Generating an accurate, open source map of all the buildings in the world and keeping it up-to-date is a grand challenge within the field of GIS. Today, maps are typically developed by manually tracing polygons using overhead imagery taken from airplanes and satellites. Because this process is so labor intensive, it is difficult to maintain a high level of coverage. Deep learning can be used to partially automate this process. For example, in the RapiD project, researchers from Meta and Microsoft trained models that predict building and road geometries which are then edited and verified by OSM contributors. However, more research is needed to generate building footprints that are on par with those drawn by humans.
In this three-part blog series, we summarize some of the latest research on automated building footprint extraction. We discuss open source datasets in the first part (ie. this blog), evaluation metrics in the second, and model architectures in the third.
In the past several years, various open datasets containing building footprints have been released. These datasets can be used to train models, and have accelerated research in this area by providing a standardized benchmark.
To support polygon footprint extraction, labels should be in vector format. In contrast, some datasets, such as Inria Aerial Image Labeling, have raster-based labels where each pixel is labeled as building or background. There are two main ways of obtaining labels for training models: manually drawing them using a labeling tool such as GroundWork, or extracting them from OSM. Obtaining labels from OSM can save effort, but is only possible for the small percentage of areas that have good coverage. In addition, sometimes labels in OSM are misaligned with the imagery, or are missing or inaccurate, which requires manual correction. In addition to OSM, there are several open datasets of building footprints that have been generated using a deep learning model. For example, Google Open Buildings contains ~500M building footprints in Africa, and Microsoft Building Footprints contains ~700M footprints around the world. These are less applicable for training models since they presumably contain errors.
In order to see buildings in enough detail to extract accurate footprints, the resolution of the imagery must be relatively high: typically <= 50 cm per pixel. This includes drone and aerial imagery, and very high resolution satellite imagery such as that captured by the Maxar WorldView 3 satellite. Open source imagery with sufficient resolution is typically only available for a small number of locations around the world. This is problematic because it is important to train on a geodiverse dataset that contains a variety of rural and urban locations with different cultures and building styles. On the other hand, open satellite imagery with global coverage, such as Sentinel-2 which has 10m resolution for the RGB bands, does not have sufficient resolution.

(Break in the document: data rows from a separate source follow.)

PR #1081, opened 2020-03-10
testing/integration: update rebase_patches tool

joe-lawrence:
Update the rebase_patches hack^H^H^H tool to make it easier to define
environment variables to drive it, rather than sourcing source
/etc/os-release for everything.  Fix a bunch of shellcheck warnings
along the way.

### DIFF
--- a/test/integration/rebase-patches
+++ b/test/integration/rebase-patches
@@ -1,50 +1,56 @@
 #!/bin/bash
 #
-# rebase a set of patches, assumes the kernel has already been downloaded into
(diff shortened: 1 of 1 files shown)


joe-lawrence:
(rhel-7.8 rebase testing currently underway)  I dunno if anyone else actually uses this script, but I hacked it a bit to make it a few degrees more flexible to use against a given source rpm.  I didn't think it was worth the time and effort to polish it up with a getopt interface, so I just fed it environment vars.

kamalesh-babulal:
Minor nitpick in the commit message, ```hack^H^H^H tool``` has non-printable characters.

PR #1083, opened 2020-03-11
test/integration: add rhel-7.8 rebased patches

joe-lawrence:
Rebased against the RHEL-7.8 GA kernel-3.10.0-1127.el7.


joe-lawrence:
The same patches needed to be disabled as in RHEL-7.7, and in doing so all of the enabled patches plus the combined patch build and run/test okay.

joe-lawrence:
@sm00th : does internal CI testing run these when we commit to master?  if so, what is required to add rhel-7.8 to that test matrix?

sm00th:
> @sm00th : does internal CI testing run these when we commit to master? if so, what is required to add rhel-7.8 to that test matrix?

It will only run against preset distros. I'll run 7.8 manually for this PR and we will enable 7.8 permanently after this is merged.

sm00th:
> will enable 7.8 permanently after this is merged.

Scratch that, we'll need to wait till it is properly released.

joe-lawrence:
Okay, cool.  Looks like I'm a few weeks ahead, I had figured it was already released by now.  We can leave this PR open until the GA date if that makes it easier to verify.

yhcote:
:+1:

PR #1085, opened 2020-03-17
test/integration: add rhel-8.3 rebased patches

yhcote:
Rebased against the RHEL-8.3 DEVEL kernel.

Start working on an updated version of the integration tests for the upcoming RHEL8.3 kernel.

This will get updated as necessary until it's GA'ed.

### DIFF
--- a/test/integration/rhel-8.3/gcc-static-local-var-6.patch
+++ b/test/integration/rhel-8.3/gcc-static-local-var-6.patch
@@ -1,0 +1,22 @@
+diff -Nupr src.orig/net/ipv6/netfilter.c src/net/ipv6/netfilter.c
+--- src.orig/net/ipv6/netfilter.c	2020-10-21 11:19:40.261740227 -0400
++++ src/net/ipv6/netfilter.c	2020-10-21 11:21:09.055020262 -0400
+@@ -86,6 +86,8 @@ static int nf_ip6_reroute(struct sk_buff
+ 	return 0;
+ }
+ 
++#include "kpatch-macros.h"
++
+ int __nf_ip6_route(struct net *net, struct dst_entry **dst,
+ 		   struct flowi *fl, bool strict)
+ {
+@@ -99,6 +101,9 @@ int __nf_ip6_route(struct net *net, stru
+ 	struct dst_entry *result;
+ 	int err;
+ 
++	if (!jiffies)
++		printk("kpatch nf_ip6_route foo\n");
++
+ 	result = ip6_route_output(net, sk, &fl->u.ip6);
+ 	err = result->error;
+ 	if (err)
--- a/test/integration/rhel-8.3/module.patch
+++ b/test/integration/rhel-8.3/module.patch
@@ -1,0 +1,85 @@
+From 08078d00ab1749a6f84148a00d8d26572af4ec97 Mon Sep 17 00:00:00 2001
+Message-Id: <08078d00ab1749a6f84148a00d8d26572af4ec97.1586900628.git.jpoimboe@redhat.com>
+From: Josh Poimboeuf <jpoimboe@redhat.com>
+Date: Tue, 14 Apr 2020 15:17:51 -0500
+Subject: [PATCH] kpatch module integration test
+
+This tests several things related to the patching of modules:
+
+- 'kpatch_string' tests the referencing of a symbol which is outside the
+  .o, but inside the patch module.
+
+- alternatives patching (.altinstructions)
+
+- paravirt patching (.parainstructions)
+
+- jump labels (5.8+ kernels only) -- including dynamic printk
+
+Signed-off-by: Josh Poimboeuf <jpoimboe@redhat.com>
+---
+ fs/nfsd/export.c         | 30 ++++++++++++++++++++++++++++++
+ net/netlink/af_netlink.c |  5 +++++
+ 2 files changed, 35 insertions(+)
+
+diff -Nupr src.orig/fs/nfsd/export.c src/fs/nfsd/export.c
+--- src.orig/fs/nfsd/export.c	2020-05-12 11:14:29.230792719 -0400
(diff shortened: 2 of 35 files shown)


sm00th:
Oh, 8.3 already. We are also missing 8.1/8.2 which would be nice to have, especially 8.1.

kamalesh-babulal:
> Oh, 8.3 already. We are also missing 8.1/8.2 which would be nice to have, especially 8.1.

Coincidently I have pushed the test cases into my repo yesterday for rhel 8.1 kernel 4.18.0-147.el8 ( https://github.com/kamalesh-babulal/kpatch/tree/rhel8-1-testcases-rebase).  I will raise a PR for it.

yhcote:
> > Oh, 8.3 already. We are also missing 8.1/8.2 which would be nice to have, especially 8.1.
> 
> Coincidently I have pushed the test cases into my repo yesterday for rhel 8.1 kernel 4.18.0-147.el8 ( https://github.com/kamalesh-babulal/kpatch/tree/rhel8-1-testcases-rebase). I will raise a PR for it.

Sounds good Kamalesh.

Yes I created the WIP RHEL8.3 update out of necessity to cover more ground for other internal testing.

joe-lawrence:
RHEL-8.3 is GA with 4.18.0-240, so this PR could be rebased and retested.

yhcote:
> RHEL-8.3 is GA with 4.18.0-240, so this PR could be rebased and retested.

True, I'll give it a shot :)

test/integration/rhel-8.3/README
```diff
@@ -0,0 +1 @@
+4.18.0-187.2.el8
```
julien-thierry: This file is created here and deleted in a later commit. I guess it should not have been created at all?

julien-thierry (commented):
I don't understand the 4th commit. Why not start the rebase from the rhel8.2 status rather than rebasing and then adding rhel8.2 updates?

Also, nit: contrary to what the first commit implies, RHEL-8.3 has kernel-4.18.0-240.el8

test/integration/rhel-8.3/README
yhcote: I guess this sequence looks a mess at this point if you review that PR commit by commit. The first 3 commits have been done months ago, while 8.3 was in full development. That README as part of the original WIP PR (deleted by the recent update) was meant to remind me on which build I started that port, which was not 240 at that time. The first 3 commits were rebased to current code and the last 2 commits were added just recently. The reason why it's not technically rebased from RHEL-8.2 is because "most" of the work was already done back then and before we created to port for 8.2, but I wanted to refresh that work with changes we've made to the integration tests since then (it ends up being the same in the end I suppose).

I will squash those commits since the history of what was done in this case, especially way back then doesn't add much value I think.

Hope this makes sense.

test/integration/rhel-8.3/gcc-static-local-var-6.patch
```diff
@@ -0,0 +1,20 @@
...
++#include "kpatch-macros.h"
++
+ static int nf_ip6_reroute(struct sk_buff *skb,
+ 			  const struct nf_queue_entry *entry)
+ {
+ 	struct ip6_rt_info *rt_info = nf_queue_entry_reroute(entry);
+ 
++	if (!jiffies)
++		printk("kpatch nf_ip6_reroute foo\n");
++
```
jpoimboe, line 17: I think this printk() should be in __nf_ip6_route() instead of nf_ip6_reroute().  8.3's __nf_ip6_route() is a renamed version of 8.2's nf_ip6_route().  (Also based on the name of the test it probably tests a change to a function which has a static local variable, which __nf_ip6_route() does).

yhcote: This is updated in the squashed version I am pushing. I realized that I made that change too quick.

Thanks for confirming.

yhcote:
This should make that PR less ambiguous and fix issues pointed out.

Ran slow-integration on amd64 and ppc64le successfully.

jpoimboe (approved):

test/integration/rhel-8.3/module.patch
```diff
@@ -0,0 +1,85 @@
...
++	alternative("call yield", "ud2", X86_FEATURE_IA64);
++
++	sched_clock = paravirt_sched_clock();
++	if (!jiffies)
++		printk("kpatch: sched_clock: %llu\n", sched_clock);
++#endif
++
++	pr_debug("kpatch: pr_debug() test\n");
++
++#if LINUX_VERSION_CODE >= KERNEL_VERSION(5, 8, 0)
```
joe-lawrence, line 52: I happened to notice this today and it looks weird to check for `KERNEL_VERSION` from the rhel-8.{1,2,3} test directories, should we be using `RHEL_RELEASE_VERSION` here?

test/integration/rhel-8.3/module.patch
```diff
@@ -0,0 +1,85 @@
...
++{
++	static DEFINE_STATIC_KEY_TRUE(kpatch_key);
++
++	if (static_branch_unlikely(&mcsafe_key))
```
joe-lawrence, line 56: also, sanity check me:  in a future 8.4 integration test rebase,
- since we've backported the klp.arch relocation removal code, this static_branch_unlikely test should be removed (when we have rhel-8.4 dir of tests)
- but the .altinstructions and .parainstructions tests are still valid

test/integration/rhel-8.3/module.patch
joe-lawrence: Actually, n/m I didn't see `mcsafe_key` defined here so I assumed that nfsd defined it.  (Looks like belongs to vmlinux, so all should be well.)

test/integration/rhel-8.3/module.patch
joe-lawrence: (n/m 2021 brain not fully engaged yet)

PR #1161, opened 2021-03-03
kpatch-build: check existance of Makefile.modfinal

sm00th:
It turns out there is a stretch of time in kernel's history when CONFIG_DEBUG_INFO_BTF was already added, but Makefile.modfinal wasn't split off yet. To address those we need to either check the file's existance or, as @liu-song-6 suggested initially, check config for CONFIG_DEBUG_INFO_BTF_MODULES=y.


liu-song-6 (approved):
Looks good!

joe-lawrence (approved):

kamalesh-babulal (approved):

Issue #1160, opened 2021-03-01
Issue with .rela.text.unlikely.* ? 


liu-song-6:
Hi folks, 

I am testing kpatch on a very simple patch:

```
---
 drivers/md/md.h | 2 +-
 1 file changed, 1 insertion(+), 1 deletion(-)

diff --git a/drivers/md/md.h b/drivers/md/md.h
index bcbba1b5ec4a7..eda6f344bc91b 100644
--- a/drivers/md/md.h
+++ b/drivers/md/md.h
@@ -551,7 +551,7 @@ extern void mddev_unlock(struct mddev *mddev);

 static inline void md_sync_acct(struct block_device *bdev, unsigned long nr_sectors)
 {
-       atomic_add(nr_sectors, &bdev->bd_disk->sync_io);
+       atomic_add(nr_sectors + 1, &bdev->bd_disk->sync_io);
 }

 static inline void md_sync_acct_bio(struct bio *bio, unsigned long nr_sectors)
```
which hit errors like:
```
raid1.o: changed section .rela.text.unlikely.sync_request_write not selected for inclusion
raid10.o: changed section .rela.text.unlikely.raid10d not selected for inclusion
```

Is this expected or a bug? I am using gcc 9.1.1, and I have `CONFIG_MD_RAID1=m`

Thanks in advance.

sm00th:
Probably a bug. I failed to reproduce it, however. Can you invoke `kpatch-build` with `-d` option and then upload `${HOME}/.kpatch/tmp/orig/raid1.o` and `${HOME}/.kpatch/tmp/patched/raid1.o` somewhere?

jpoimboe:
Does this fix it? https://github.com/jpoimboe/kpatch/commit/066c4baeafe048d4db53d62007ee573a1a8089ac

liu-song-6:
> Does this fix it? [jpoimboe@066c4ba](https://github.com/jpoimboe/kpatch/commit/066c4baeafe048d4db53d62007ee573a1a8089ac)

It doesn't seem to work.

liu-song-6:
> Probably a bug. I failed to reproduce it however. Can you invoke `kpatch-build` with `-d` option and then upload `${HOME}/.kpatch/tmp/orig/drivers/md/raid1.o` and `${HOME}/.kpatch/tmp/patched/drivers/md/raid1.o` somewhere?

I added these files and build.log to https://github.com/liu-song-6/kpatch/tree/debug_1160 .

[...]

PR #1162, opened 2021-03-05
support for .cold functions with no id suffix

sm00th:
create-build-diff expects .cold functions to be suffixed by an id, which is not always the case. Drop the trailing '.' when searching for cold functions.

Fixes: #1160


jpoimboe (approved):

kamalesh-babulal (approved):

liu-song-6:
Thanks for the fix!

PR #1168, opened 2021-03-22
github actions: unit tests

sm00th:
Add unit tests through github actions. This is exactly the same as our travis tests but using github actions instead.

I noticed that latest pull requests didn't have a notice from travis also when logging into travis-ci.org there is the following message:

```
 Please be aware travis-ci.org will be shutting down in several weeks, with all accounts migrating to travis-ci.com. Please stay tuned here for more information. 
```

travis-ci.com used to be their commercial offering, so there are some changes going on and I am not exactly sure what those mean for us. This commits enable github "actions" which are the same thing but first party. We can run both in parallel and retire travis at some point since it is third-party and is more likely to have issues.

### DIFF
--- a/.github/workflows/unit.yml
+++ b/.github/workflows/unit.yml
@@ -1,0 +1,26 @@
+name: build and unit tests
+
+on: [push, pull_request]
+
+jobs:
+  build:
+    strategy:
+      matrix:
+        cflags: [ "", "-O2", "-O3" ]
+    runs-on: ubuntu-latest
+    env:
+      CFLAGS: ${{ matrix.cflags }}
+    steps:
+    - uses: actions/checkout@v2
+    - name: dependencies
+      run: sudo apt-get install -y libelf-dev linux-headers-$(uname -r) shellcheck elfutils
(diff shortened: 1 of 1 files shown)


joe-lawrence (commented):
The travis file also runs `make check` and `make install`.  Do we want those here, too?

sm00th:
> The travis file also runs make check and make install. Do we want those here, too?

Thanks. Added those as well.

sm00th:
btw you can look at how it works in  my personal tree: https://github.com/sm00th/kpatch/actions

kamalesh-babulal:
The workflow is pretty neat :)

kamalesh-babulal (approved):

joe-lawrence (approved):

jpoimboe:
So I suppose we need to remove .travis.yml at the same time?

sm00th:
> So I suppose we need to remove .travis.yml at the same time?

They can run in parallel so we don't need to. I wanted to keep both for some time to make sure everything works.

PR #1172, opened 2021-04-13
A couple of fixes for the out-of-range relocation check

jpoimboe:
A couple of minor fixes for the out-of-range relocation check.   These were found by inspection, so I don't have any unit tests.


sm00th (approved):
I think I encountered issues with symbols not being at the start of the function while trying to run create-diff-object against linux.o. Maybe I'll be able to get some unit tests (and more fixes) on the topic when I get back to that.

joe-lawrence (approved):

yhcote (approved):

kamalesh-babulal (approved):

In this section we summarize several open datasets which combine high resolution imagery and validated vectorized labels. These datasets are most convenient for training and evaluating models for building footprint extraction.
The Replicable AI for Microplanning (Ramp) dataset is the most recently published open dataset (as of September 2022) containing imagery and polygon annotations of buildings. It is geographically diverse, covering urban and rural areas in a variety of low and middle income places including Dhaka, Shanghai, Paris, Accra, Kinshasa, Kampala, Oman, India, and the Philippines. The dataset was built on several existing open datasets with the addition of new labels for some of the regions. The labels were corrected to be consistent, and are now all aligned with rooftops. All of the imagery has < 60cm resolution, is < 15 degrees off nadir, and is nearly cloud-free. The dataset is distributed as ~50,000 256×256 chips. The dataset is accessible in STAC format via the MLHub, and more information about how the dataset was constructed can be found in this blog post. Since Ramp was built from other datasets, it inherits a combination of different licenses for different parts. The most restrictive license used is CC BY-NC 4.0 (derived from the use of Maxar’s Open Data Program) which does not allow commercial use.
SpaceNet was a series of geospatial machine learning challenges with accompanying open datasets made available under a Creative Commons ShareAlike 4.0 license. SpaceNet 1 and 2 together have over 685,000 polygon building footprints for Rio de Janeiro, Las Vegas, Paris, Shanghai, and Khartoum along with 50cm multiband satellite imagery from Maxar. These are distributed as 600×600 chips. SpaceNet 4 focused on mapping buildings using off-nadir imagery over Atlanta. SpaceNet 6 was concerned with mapping buildings over Rotterdam using a combination of optical and SAR imagery which has the ability to see through clouds using radar. Finally, SpaceNet 7 was about mapping changes in building footprints over time. This dataset covers ~100 AOIs and has an image for each month over a two year period. The imagery in this dataset is from Planet and has a resolution of 4m which is too low for extracting accurate detailed building footprints.
The OpenCities AI Challenge was another geospatial machine learning contest centered on building footprint extraction. The associated dataset released under a Creative Commons BY 4.0 license contains drone imagery from 10+ cities and regions in Africa, and polygon labels extracted from OSM (except Zanzibar). The resolution varies between regions from 2-20 cm, and covers 790k building footprints over 400 km^2.
The CrowdAI Mapping Challenge dataset has 280k 300×300 RGB images for training, and 60k images for validation along with polygonal building annotations. This dataset was used in a contest hosted by the AI contest platform AIcrowd (formerly known as CrowdAI). A more detailed description of the dataset does not seem to be available.